If you would like to to use the models directly via a LLM Proxy below is also a working example for OpenAI models using the OpenAI SDK. This is ultimately the solution I was looking for, but due to the limited model support I am resorting to proxies in functions v1 for any models not supported by proxies. Please note that I have only been able to get this to work with some of the GPT4 series models. I can not find documentation on what models are supported behind these proxies. One other note is this requires personal access tokens as the OSDK does not support auth for LLM proxies.

import {
  SupportedFoundryClients,
  type OpenAIService,
} from '@codestrap/developer-foundations-types';
import OpenAI from 'openai';
import { foundryClientFactory } from '../factory/foundryClientFactory';
import type { ChatCompletionCreateParamsStreaming } from 'openai/resources/chat';
import type { RequestOptions } from 'openai/core';
import type { ResponseCreateParamsStreaming } from 'openai/resources/responses/responses';

// ADd tpe definitions for the OpenAI response here, or in a separate file and import them in, to ensure type safety when working with the API response data.
export function makeOpenAIService(): OpenAIService {
  const { getToken, url, ontologyRid } = foundryClientFactory(
    process.env.FOUNDRY_CLIENT_TYPE || SupportedFoundryClients.PRIVATE,
    undefined,
  );

  return {
    // TODO code out all methods using OSDK API calls
    completions: async (
      body: ChatCompletionCreateParamsStreaming,
      options?: RequestOptions,
    ) => {
      const token = await getToken();
      const client = new OpenAI({
        baseURL: `${url}/api/v2/llm/proxy/openai/v1`,
        apiKey: process.env.FOUNDRY_TOKEN,
      });

      const stream = await client.chat.completions.create(body, options);

      let text = '';
      for await (const chatCompletionChunk of stream) {
        text += chatCompletionChunk.choices[0]?.delta?.content || '';
      }
      return text;
    },
    responses: async (
      body: ResponseCreateParamsStreaming,
      options?: RequestOptions,
    ) => {
      const token = await getToken();
      const client = new OpenAI({
        baseURL: `${url}/api/v2/llm/proxy/openai/v1`,
        apiKey: process.env.FOUNDRY_TOKEN,
      });

      // Responses API streaming emits semantic events (delta, completed, error, etc.)
      const stream = await client.responses.create(
        { ...body, stream: true },
        options,
      );

      let text = '';

      for await (const event of stream) {
        if (event.type === 'error') {
          throw new Error(`OpenAI API error: ${event.code} - ${event.message}`);
        }

        if (event.type === 'response.output_text.delta') {
          text += event.delta ?? '';
        }
      }

      return text;
    },
  };
}

Notes for posterity Regarding the diiference between Foundry proxy and OpenAI’s API related to JSON scehma:
OpenAI direct (Responses API): you pass the schema as a real JSON object in the request. Nothing is stringified. You send name and schema as separate fields (and you can also set strict: true). Example shape:
text.format = { type: 'json_schema', name: 'EditPlan', schema: <object>, strict: true }.

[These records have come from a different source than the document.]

PR #344, opened 2021-09-14
make it work with proj 8

jdroenner:


datatypes/src/primitives/spatial_partition.rs
```diff
@@ -83,9 +83,9 @@ impl SpatialPartition2D {
     /// Checks if a coordinate is located inside spatial partition
     pub fn contains_coordinate(&self, coordinate: &Coordinate2D) -> bool {
         coordinate.x >= self.upper_left_coordinate.x
-            && coordinate.y >= self.upper_left_coordinate.y
+            && coordinate.y <= self.upper_left_coordinate.y
             && coordinate.x < self.lower_right_coordinate.x
-            && coordinate.y < self.lower_right_coordinate.y
+            && coordinate.y > self.lower_right_coordinate.y
```
ChristianBeilschmidt, line 88: Why does the logic change when changing into a new `proj` version?
Was this a bug? If so, we should write a test for that.

operators/src/adapters/raster_subquery_adapter.rs
```diff
@@ -611,6 +611,17 @@ where
...
+        let proj = CoordinateProjector::from_known_srs(self.out_srs, self.in_srs)?;
+        let valid_bounds_proj =
+            CoordinateProjector::from_known_srs(SpatialReference::epsg_4326(), self.out_srs)?;
+
+        let valid_bounds = self
+            .in_srs
+            .area_of_use::<SpatialPartition2D>()?
+            .reproject(&valid_bounds_proj)?;
+
+        dbg!(&valid_bounds);
```
ChristianBeilschmidt, line 623:
```suggestion
```

operators/src/adapters/raster_subquery_adapter.rs
```diff
@@ -611,6 +611,17 @@ where
...
             EmptyGrid::new(tile_info.tile_size_in_pixels, self.no_data_and_fill_value);
 
+        let proj = CoordinateProjector::from_known_srs(self.out_srs, self.in_srs)?;
+        let valid_bounds_proj =
+            CoordinateProjector::from_known_srs(SpatialReference::epsg_4326(), self.out_srs)?;
+
+        let valid_bounds = self
+            .in_srs
+            .area_of_use::<SpatialPartition2D>()?
+            .reproject(&valid_bounds_proj)?;
```
ChristianBeilschmidt, line 621: I'm not 100% sure why 4326 is used every time.
I guess this could be a separate function and have a documentation of what this is.

operators/src/adapters/raster_subquery_adapter.rs
```diff
@@ -619,9 +630,9 @@ where
                     .tile_geo_transform()
                     .grid_idx_to_upper_left_coordinate_2d(i)
             })
+            .filter(|c| dbg!(valid_bounds.contains_coordinate(c)))
```
ChristianBeilschmidt, line 633:
```suggestion
            .filter(|c| valid_bounds.contains_coordinate(c))
```

Maybe also add a line why this is done. I guess it has to do with the set of points that determine the other qrect.

ChristianBeilschmidt (changes requested):

operators/src/adapters/raster_subquery_adapter.rs
michaelmattig: the is a `area_of_use_projected` method which you can use instead

operators/src/adapters/raster_subquery_adapter.rs
michaelmattig: as we have a raster here which is aligned to the axes, can't we more efficiently filter the coordinates by intersecting the whole raster tile with the area of use and only check the pixels in the intersection?

PR #345, opened 2021-09-15
Zoom_far

michaelmattig:


michaelmattig:
[WMS gibt Fehler aus beim reinzoomen](https://trello.com/c/WThUeXDV/157-wms-gibt-fehler-aus-beim-reinzoomen)

services/src/handlers/wms.rs
```diff
@@ -612,4 +612,52 @@ mod tests {
...
+        let res = warp::test::request()
+            .method("GET")
+            .path(&format!(
+                "/wms?{}",
+                serde_urlencoded::to_string(params).unwrap()
+            ))
+            .reply(&wms_handler(ctx))
+            .await;
+
+        assert_eq!(res.status(), 200);
```
ChristianBeilschmidt, line 661: Don't we have to compare against specific pixels or an image result?

Vice-versa: If we would change it back from f64 to f32, would this test fail?

ChristianBeilschmidt (changes requested):

services/src/handlers/wms.rs
michaelmattig: actually it doesn't fail with f32. My approach was to zoom in in the UI until an error occured. This was not the InvalidGridBounds error in the card but a blit error because of no intersection. I fixed that one. I tried the request from the card and it worked. So it seems to have accidentally been fixed before.

I can compare against pixels by "visual validation", if that has any value at that zoom level... Or I can just remove the test and we close the card because of "cannot reproduce"

ChristianBeilschmidt (approved):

Foundry proxy SDK: you don’t pass the schema object directly. You pass a string field (responseFormat.jsonSchema) that must itself be a JSON string encoding an envelope:
{"name":"EditPlan","schema":{ ...actual JSON Schema... }}.
If you put schema keywords like required at the wrong level (i.e., not under schema), the backend complains (that’s the response_format.json_schema.required error you hit).

Key gotcha you already ran into: inside that envelope, your actual JSON Schema must live under the schema key. $schema belongs inside the schema object (schema.$schema), not as a sibling of name.

My guess is this is done due to the fact that Foundry requires Java bindings which are not going to handle the variable shape of JSON schemas. So they just treat it as a blob.